▶ _TASK TO CARRY OUT_
Output the records, every one, exactly as given.

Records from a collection
PR #4169, opened 2026-04-14
workflows: rename s3_elsevier_conn to s3_publisher_conn

DonHaul:
* ref: cern-sis/issues-inspire/issues/1409

### DIFF
--- a/workflows/dags/literature/aps_harvest.py
+++ b/workflows/dags/literature/aps_harvest.py
@@ -37,7 +37,8 @@ logger = logging.getLogger(__name__)
 def aps_harvest_dag():
     """Harvest APS articles through the APS API and create HEP workflows."""
 
-    s3_store = S3JsonStore("s3_aps_conn")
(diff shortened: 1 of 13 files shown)


DonHaul:
might also make sense to "merge" `s3_aps_conn` into it, as its the exact same thing

workflows/dags/literature/aps_harvest.py
```diff
@@ -138,11 +139,14 @@ def process_articles(s3_harvest_key, **context):
                 logger.warning("Failed to process APS article %s: %s", doi, exc)
                 failed_records.append({"doi": doi, "error": str(exc)})
 
-        return s3_store.write_object({"failed_records": failed_records})
+        res = s3_store.write_object({"failed_records": failed_records})
+        return res
```
ioannistsanaktsidis: why not return directly ?

ioannistsanaktsidis (approved):
Just the comment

▶ _RESULT OF THE EXERCISE_
PR #4169, opened 2026-04-14
workflows: rename s3_elsevier_conn to s3_publisher_conn

DonHaul:
* ref: cern-sis/issues-inspire/issues/1409

### DIFF
--- a/workflows/dags/literature/aps_harvest.py
+++ b/workflows/dags/literature/aps_harvest.py
@@ -37,7 +37,8 @@ logger = logging.getLogger(__name__)
 def aps_harvest_dag():
     """Harvest APS articles through the APS API and create HEP workflows."""
 
-    s3_store = S3JsonStore("s3_aps_conn")
(diff shortened: 1 of 13 files shown)


DonHaul:
might also make sense to "merge" `s3_aps_conn` into it, as its the exact same thing

workflows/dags/literature/aps_harvest.py
```diff
@@ -138,11 +139,14 @@ def process_articles(s3_harvest_key, **context):
                 logger.warning("Failed to process APS article %s: %s", doi, exc)
                 failed_records.append({"doi": doi, "error": str(exc)})
 
-        return s3_store.write_object({"failed_records": failed_records})
+        res = s3_store.write_object({"failed_records": failed_records})
+        return res
```
ioannistsanaktsidis: why not return directly ?

ioannistsanaktsidis (approved):
Just the comment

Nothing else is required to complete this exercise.